Shellfish are filter-feeding organisms; they strain the surrounding water through their gills which trap and transfer food particles to their digestive tract. If the water they are housed in is contaminated with disease-causing organisms, these organisms are also trapped and consumed as food. Because shellfish pump large quantities of water through their gills each day, even low concentrations of harmful organisms from the waters can reach dangerous levels in the shellfish. If shellfish containing these organisms are eaten raw or partially cooked, illness may result.
Shellfish are bivalve mollusks such as clams, oysters, and mussels. [The term shellfish does not include crabs, lobsters, or shrimp.] Therefore, to protect public health, it is mandatory that shellfish be harvested from approved shellfish waters where protective standards have been met. MDE protects and classifies the state’s shellfish harvesting waters.
To protect public health, MDE does not permit the harvest of shellfish from marinas because of the potential for illegally discharged or unintentional discharge of boat waste.

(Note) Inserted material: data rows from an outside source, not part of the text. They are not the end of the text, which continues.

PR #6940, opened 2020-04-23
Convert Subscription Management page to React

### LINKED ISSUE #6896: T - Front-end for Subscriptions Management
Front-end portion of #6703 

Items to do: 
- [x] Move Subscriptions Management to /payments/management
- [x] Convert content to React
- [x] Update design
- [x] Write tests

mindy:
**Changes:** 
- Move location from /payments/recurring/management to /payments/management/
- Re-style page with updated confirmation message
- Add function to format dates 
- Organize API routes on front-end by consolidating to one file 
- Extract Payments error message to separate component so other pages can use

**To test:**
- Go to http://localhost.org:8000/en-US/payments/management/ 
- Try canceling a subscription and signing up again. 

Closes #6896


package.json
```diff
@@ -37,7 +37,7 @@
         "process:sass": "node-sass-chokidar ./kuma/static/styles/ -o ./static/styles -w",
         "start": "run-p process:sass webpack:dev",
         "test": "jest --testPathIgnorePatterns tests/sass",
-        "test-ci": "JEST_JUNIT_OUTPUT_DIR='./test_results' JEST_JUNIT_OUTPUT_NAME='jest.xml' jest --ci --reporters=default --reporters=jest-junit --testPathIgnorePatterns tests/sass",
+        "test-ci": "JEST_JUNIT_OUTPUT_DIR='./test_results' JEST_JUNIT_OUTPUT_NAME='jest.xml' NODE_ICU_DATA=node_modules/full-icu jest --ci --reporters=default --reporters=jest-junit --testPathIgnorePatterns tests/sass",
```
mindy, line 40: The tests are passing locally, but in Docker these two are failing, I think because there is no `Intl` support in the Docker container:
```
FAIL kuma/javascript/src/payments/formatDate.test.js
  ● formatDate() › formats date according to locale
    expect(received).toEqual(expected) // deep equality
    Expected: "22 de maio de 2020"
    Received: "May 22, 2020"
      10 |         const mockDate = 1590149080000;
      11 |         const expected = '22 de maio de 2020';
    > 12 |         expect(formatDate('pt-PT', mockDate)).toEqual(expected);
         |                                               ^
      13 |     });
      14 |     it('formats date according to options', () => {
      15 |         const mockDate = '2020-05-23T08:04:40';
      at Object.<anonymous> (kuma/javascript/src/payments/formatDate.test.js:12:47)
  ● formatDate() › formats date according to options
    expect(received).toEqual(expected) // deep equality
    Expected: "05.20"
    Received: "05/20"
      19 |         };
      20 |         const expected = '05.20';
    > 21 |         expect(formatDate('tr', mockDate, mockOptions)).toEqual(expected);
         |                                                         ^
      22 |     });
      23 |     it('returns empty string for invalid date', () => {
      24 |         const mockDate = '11/9999';
      at Object.<anonymous> (kuma/javascript/src/payments/formatDate.test.js:21:57)
```
I added a devDependency `full-icu` to fix it, but it seems like there could be a better solution. I don't like having to add a package just to get tests to pass on Docker-- is there a way to add `Intl` support to the container somehow?

kuma/users/stripe_utils.py
```diff
@@ -47,13 +47,14 @@ def retrieve_and_synchronize_subscription_info(user):
...
-                "amount": stripe_subscription_info.plan.amount,
+                # Amount is in cents, so divide by 100
+                "amount": stripe_subscription_info.plan.amount / 100,
                 "brand": card.brand,
                 "expires_at": f"{card.exp_month}/{card.exp_year}",
                 "last4": card.last4,
                 # Cards that are part of a "source" don't have a zip
                 "zip": card.get("address_zip", None),
-                # TODO: Deprecated. Only used in the Edit Profile view
+                # TODO: Deprecated. Only used in the Edit Profile and Payments Management view
```
peterbe, line 57: Then it's no longer deprecated.

peterbe: Remove the comment entirely?

kuma/users/stripe_utils.py
```diff
@@ -101,8 +102,13 @@ def cancel_stripe_customer_subscriptions(user):
     customer = stripe.Customer.retrieve(user.stripe_customer_id)
     for sub in customer.subscriptions.data:
         s = stripe.Subscription.retrieve(sub.id)
-        UserSubscription.set_canceled(user, s.id)
-        s.delete()
+        try:
+            UserSubscription.set_canceled(user, s.id)
+            s.delete()
```
peterbe, line 107: First of all, since this isn't wrapped in an atomic transaction what's going to happen is that `UserSubscription.set_canceled(user, s.id)` is called and fine but the next line doesn't actually do anything. 
The simplest solution, from a quick skim, is to move `UserSubscription.set_canceled(user, s.id)` to be right before the `return True`

package.json
peterbe: This seems worthwhile to fix. So you can't use `new Intl()` inside the docker container??
What does Google have to say on this?

kuma/users/stripe_utils.py
```diff
@@ -47,13 +47,14 @@ def retrieve_and_synchronize_subscription_info(user):
 
             subscription_info = {
                 "id": stripe_subscription_info.id,
-                "amount": stripe_subscription_info.plan.amount,
+                # Amount is in cents, so divide by 100
+                "amount": stripe_subscription_info.plan.amount / 100,
```
peterbe, line 51: Can we move this to the view layer instead? Sending floating-point numbers via JSON is bad because it's unpredictable. Integers are not. I'd rather we communicate in cents and if we prefer to display it in dollars, we make that a formatting thing in our React code.

kuma/payments/urls.py
```diff
@@ -5,10 +5,6 @@
 lang_urlpatterns = [
     path("terms/", views.payment_terms, name="payment_terms"),
     path("thank-you/", views.thank_you, name="thank_you"),
-    path(
-        "recurring/management/",
-        views.recurring_payment_management,
-        name="recurring_payment_management",
-    ),
```
peterbe, line 12: I guess this is for me to fix in https://github.com/mdn/kuma/issues/6898 
Let's just not forget to do it as soon as we land this PR.

kuma/payments/jinja2/payments/management.html
```diff
@@ -1,125 +1,23 @@
...
-                            please contact <a href="{{ url }}">{{ email }}</a>
-                            and provide your customer reference number {{ reference_number }}.
-                        {% endtrans %}
-                    </b>
-                </div>
-            {% endif %}
-        {% endif %}
-    </div>
+{% block document_head %}
+    {{ render_react("SPA", request.LANGUAGE_CODE, request.get_full_path(), True)|safe }}
```
peterbe, line 17: No need for the support email on the management page??

kuma/javascript/src/payments/routes.jsx
```diff
@@ -24,6 +26,8 @@ export function PaymentPage(props: PaymentPageProps) {
     const { locale, slug, data } = props;
     const getPage = () => {
         switch (true) {
+            case slug.includes(PAYMENT_PATHS.MANAGEMENT):
+                return <ManagementPage locale={locale} />;
```
peterbe, line 30: Nice!

kuma/javascript/src/payments/pages/management.jsx
```diff
@@ -0,0 +1,188 @@
...
+
+type Props = {
+    locale: string,
+};
+export const title = gettext('Manage monthly subscriptions');
+export const successMsg = gettext(
+    'Your monthly subscription has been successfully canceled.'
+);
+
+const ManagementPage = ({ locale }: Props) => {
```
peterbe, line 31: I don't yet know what's causing this but there's definitely something strange going on with the loading order on this page. 

This is what I get when I refresh the page. 
Screen-Recording-2020-04-24-at-2 38 22-PM

kuma/javascript/src/payments/formatDate.js
```diff
@@ -0,0 +1,44 @@
...
+        year: 'numeric',
+        month: 'long',
+        day: 'numeric',
+    }
+): string => {
+    const dateObj = new Date(date);
+    if (dateObj instanceof Date && isNaN(dateObj.valueOf())) {
+        return '';
+    }
+    return new Intl.DateTimeFormat(locale, options).format(dateObj);
```
peterbe, line 43: So is this what's behaving totally different in Node in Docker vs Node on your host machine??

kuma/javascript/src/payments/formatDate.js
```diff
@@ -0,0 +1,44 @@
...
+export const formatDate = (
+    locale: string,
+    date: Date | number | string,
+    options?: DateTimeFormatOptions = {
+        year: 'numeric',
+        month: 'long',
+        day: 'numeric',
+    }
+): string => {
+    const dateObj = new Date(date);
```
peterbe, line 39: If `date` can be a `Date` object, why convert it a second time? I'm referring to the flow type on line 32.

kuma/javascript/src/payments/formatDate.js
```diff
@@ -0,0 +1,44 @@
...
+    if (dateObj instanceof Date && isNaN(dateObj.valueOf())) {
+        return '';
```
peterbe, line 41: This is strange. If you passed in something so invalid/bad that it fails to make that type conversion you should probably throw an error instead of masking to an empty string.

kuma/javascript/src/payments/components/error-message.jsx
```diff
@@ -0,0 +1,21 @@
...
+        id={gettext(
+            "We're sorry, something went wrong. Please contact <emailLink />."
+        )}
+        emailLink={
+            <a
+                target="_blank"
+                rel="noopener noreferrer"
+                href={`mailto:${window.mdn.contributionSupportEmail}`}
+            >
+                {gettext(window.mdn.contributionSupportEmail)}
```
peterbe, line 15:
```suggestion
                {window.mdn.contributionSupportEmail}
```
because we don't want our localizers to localize an email address.

kuma/javascript/src/payments/api.js
```diff
@@ -0,0 +1,87 @@
...
+        body,
+        headers: {
+            'Content-Type': 'application/json',
+            'X-CSRFToken': getCookie('csrftoken'),
+        },
+    })
+        .then((res) => {
+            if (!res.ok) {
+                throw new Error(
+                    `${res.status} - ${res.statusText} posting ${SUBSCRIPTIONS_FEEDBACK_URL}`
```
peterbe, line 78: Nice!

kuma/javascript/src/payments/api.js
```diff
@@ -0,0 +1,87 @@
...
+}
+
+/**
+ * Submit user feedback to Google Analytics
+ *
+ * @param {{ "feedback": string }} body - body of request, data type JSON
+ * @param {function(Object)} onSuccess - The callback that handles a successful response.
+ * @param {function(string)} onError - The callback that handles an error.
+ */
+export function sendFeedback(body, onSuccess, onError) {
```
peterbe, line 66: Perhaps I'm a hipster but have you considered using async/await instead? You can still use the callbacks. E.g.

```javascript
export async function sendFeedback(body, onSuccess, onError) {
    try {
        const res = await fetch(...);
        if (!res.ok) {
           throw new Error(...)
        }
        onSuccess(await res.json())

    } catch(err) {
        onError(err);
    }
}
```

kuma/javascript/src/payments/api.js
```diff
@@ -0,0 +1,87 @@
...
+        );
+}
+
+/**
+ * Cancel all user's subscriptions
+ *
+ * @param {function(Object):void} onSuccess - The callback that handles a successful response.
+ * @param {function(string):void} onError - The callback that handles an error.
+ */
+export function deleteSubscriptions(onSuccess, onError) {
```
peterbe, line 38: Ditto about using async/await. (see comment below)

kuma/javascript/src/payments/formatDate.js
mindy: Thanks for the suggestion. I changed this so it throws an error instead.

kuma/javascript/src/payments/api.js
mindy: Updated these to use async/await

kuma/javascript/src/payments/pages/management.jsx
```diff
@@ -0,0 +1,188 @@
...
+    const [subscription, setSubscription] = useState<?SubscriptionData>(null);
+    const [isSubscriber, setIsSubscriber] = useState<?boolean>(null);
+    const userData: ?UserData = useContext(UserProvider.context);
+
+    // Currently we don't have a way to update the UserProvider context, so
+    // we are saving the context value `isSubscriber` to local state. It will be
+    // out-of-sync with context upon a successful delete, but I think it's ok
+    // for now, since actions after deleting are limited-- nothing builds upon
+    // `isSubscriber`. The only thing you can do from this point is go to
+    // /payments which will refresh the UserProvider context.
```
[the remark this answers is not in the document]
mindy: Thanks Peter, I adopted your suggestion! 

Looking forward, I'd still prefer if we had a way to update context so it accurately reflects `isSubscriber`. I looked into it briefly but it would be a change bigger than I feel comfortable with in this PR, since `UserProvider` is used in many components. Probably not worth it just for this one page-- maybe one day if we find we need to update context in more than one place.

mindy:
> Thing is `userData` will already have `userData.isSubscriber` and if that's falsy there's no point fetching subscription data.

That's how it's currently set up-- it will not fetch subscription data if `isSubscriber` is falsey.

babel.config.js
```diff
@@ -32,6 +32,7 @@ module.exports = (api) => {
     ];
     const plugins = [
         path.join(nodePath, '@babel/plugin-proposal-class-properties'),
+        path.join(nodePath, '@babel/plugin-transform-runtime'),
```
mindy, line 35: In order to use `async` and `await`, I had to add this plugin, following Babel's recommendation https://babeljs.io/docs/en/babel-plugin-transform-runtime. 

Another way to fix it, which is how I fixed it in the tests, was to include `regenerator-runtime` directly in the file (https://www.npmjs.com/package/regenerator-runtime), but I read a few posts that said the Babel way was preferred to avoid polluting the global scope. 

Note: I originally incorrectly thought the `regenerator-runtime` error was caused by using `fetch` and Jest, but it turned out to be an issue with using `async` and `await`.

kuma/javascript/src/payments/components/cancel-subscription-form.jsx
```diff
@@ -0,0 +1,75 @@
...
+            <p className="alert error" data-testid="error-msg">
+                <ErrorMessage />
+            </p>
+        );
+    }
+
+    return (
+        <form onSubmit={handleSubmit}>
+            <div>
+                <strong>{title}</strong>
```
schalkneethling, line 47: Consider using an `h4` or `h5` as appropriate here instead of `strong`.

kuma/javascript/src/payments/components/cancel-subscription-form.jsx
```diff
@@ -0,0 +1,75 @@
...
+                <p>
+                    {interpolate(
+                        'Your monthly subscription will end on %(date)s. You will have to set up a new subscription if you wish to resume making payments to MDN Web Docs.',
```
schalkneethling, line 50: Do we have this scenario still? I mean a subscription end/expiration date?

kuma/javascript/src/payments/components/cancel-subscription-form.jsx
```diff
@@ -0,0 +1,75 @@
...
+                        { date }
+                    )}
+                </p>
+                <div className="form-footer">
+                    <button
+                        type="button"
+                        className="cta keep-membership"
```
schalkneethling, line 57: Could we instead use the `.positive` class here?

kuma/javascript/src/payments/pages/index.jsx
```diff
@@ -263,7 +263,7 @@ export default function LandingPage({ data, locale }: RouteComponentProps) {
                                     subscriptionsLink={
                                         <a href={urls.managePayments}>
                                             {gettext(
-                                                'manage monthly subscription page'
+                                                'manage monthly subscriptions page'
```
schalkneethling, line 266: Maybe it is just me 😸 but "subscriptions" suggests that you can have more than one? Perhaps "subscription" is more appropriate in this case?

kuma/javascript/src/payments/pages/index.jsx
```diff
@@ -291,7 +291,7 @@ export default function LandingPage({ data, locale }: RouteComponentProps) {
...
```
schalkneethling, line 294: same comment here as above

kuma/javascript/src/payments/pages/management.jsx
```diff
@@ -0,0 +1,200 @@
...
+                <p>
+                    {interpolate(
+                        'Next payment occurs on %(nextPaymentDate)s.',
+                        {
+                            nextPaymentDate,
+                        }
+                    )}
+                </p>
+                <div className="active-subscriptions">
+                    <ul>
```
schalkneethling, line 111: Do we need this wrapped in a `div`? Could we instead simply add the `active-subscriptions` class directly to the `ul`?

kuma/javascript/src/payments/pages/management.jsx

This restriction does not include blue crabs, which are crustaceans and do not filter-feed like oysters. MDE further recommends against consuming oysters grown from private piers. The area around a private dock or pier is near the shoreline in quiet waters, rather than out in the river where the oyster’s natural habitat is typically found. Activities such as the unexpected failure of a neighbor’s septic system, drainage of water from yards where pets are kept and other factors can introduce disease-causing organisms, which can be concentrated by oysters, posing a risk to people eating them.
In Maryland, the responsibility for the sanitary control of the shellfish industry is split among three state agencies: MDE, the Department of Health and Mental Hygiene (DHMH), and the Department of Natural Resources (DNR). MDE is responsible for identifying and eliminating pollution sources affecting Maryland’s shellfish harvesting waters, as well as determining whether the shellfish harvested are safe for human consumption. DHMH is responsible for any food control measures necessary to ensure that shellfish are harvested, processed, packaged and transported under sanitary conditions. DHMH also regulates shellfish dealers to assure compliance with the required sanitary standards. DNR is responsible for posting areas restricted to shellfish harvesting and for patrolling these areas to prevent illegal harvesting.
Diseases Associated With Shellfish Consumption
There are a number of diseases that are caused by the transfer of fecal bacteria or viruses from human sanitation sources to raw shellfish. While these diseases do not infect the shellfish, oysters and clams may filter the disease-causing organisms out of the water and can accumulate enough of them to make consumers of raw or partially cooked shellfish ill.
Norwalk and Norwalk-like virus – The main reservoir for this virus is man. Symptoms include nausea, vomiting, diarrhea, abdominal cramps, and fever. The disease is usually self-limiting.
Hepatitis A virus – This virus causes weakness, fever, abdominal pain and yellow jaundice. It may result in damage to the liver. Although death is rare, it may occur among those with underlying diseases.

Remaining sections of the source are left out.